Effects of membrane depolarization on nicotinamide nucleotide fluorescence in brain slices.

1. Simultaneous measurement of tissue NAD(P)H fluorescence and respiration was used to elucidate some of the early chemical changes after depolarization of the membranes of cerebral-cortical cells. Depolarization was effected by the application of a train of short-duration voltage pulses across a slice of guinea-pig cerebral cortex. The pulses cause a biphasic change in fluorescence corresponding to an early (within 1s) oxidation and later (about 10s) reduction of nicotinamide nucleotide. The major portions of both these redox changes are unrelated to the accompanying increase in slice respiration of about 75%. 2. The early oxidation requires Ca(2+) and phosphate in the bathing medium and appears to be largely due to an early mitochondrial uptake of these ions. 3. The ensuing reduction occurs in the cytosol, as judged by its almost complete elimination in the presence of exogenous pyruvate. It becomes markedly attenuated with increasing time of incubation.
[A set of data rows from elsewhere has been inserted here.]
PR #3034, opened 2022-09-18
Add `get_default_configure` to simplify user creation of `SurfaceConfiguration`

jinleili:
**Checklist**

- [x] Run `cargo clippy`.

**Description**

This and the ability of exogenous 6-N-2'-O-dibutyryl cyclic AMP to cause a reduction in the absence of electrical pulses suggest that it results from a cyclic AMP-mediated activation of glycogenolysis. 4. Further results, obtained in the presence of exogenous pyruvate, indicate that in addition to the above effects a net transfer of NADH from the mitochondrial to cytosolic space (presumably via a shuttle mechanism) is activated by the electrical pulses. 5. The lack of any sizeable (more than 2% of basal fluorescence) fluorescence change associated with the respiratory increase caused by the pulses, and the fact that any change which may be associated with it corresponds to a small reduction of mitochondrial nicotinamide nucleotide, show that a simple state 4 --> state 3 mitochondrial transition cannot account for the increased respiration. The results suggest, rather, a co-ordinated control of respiration, at more than one site.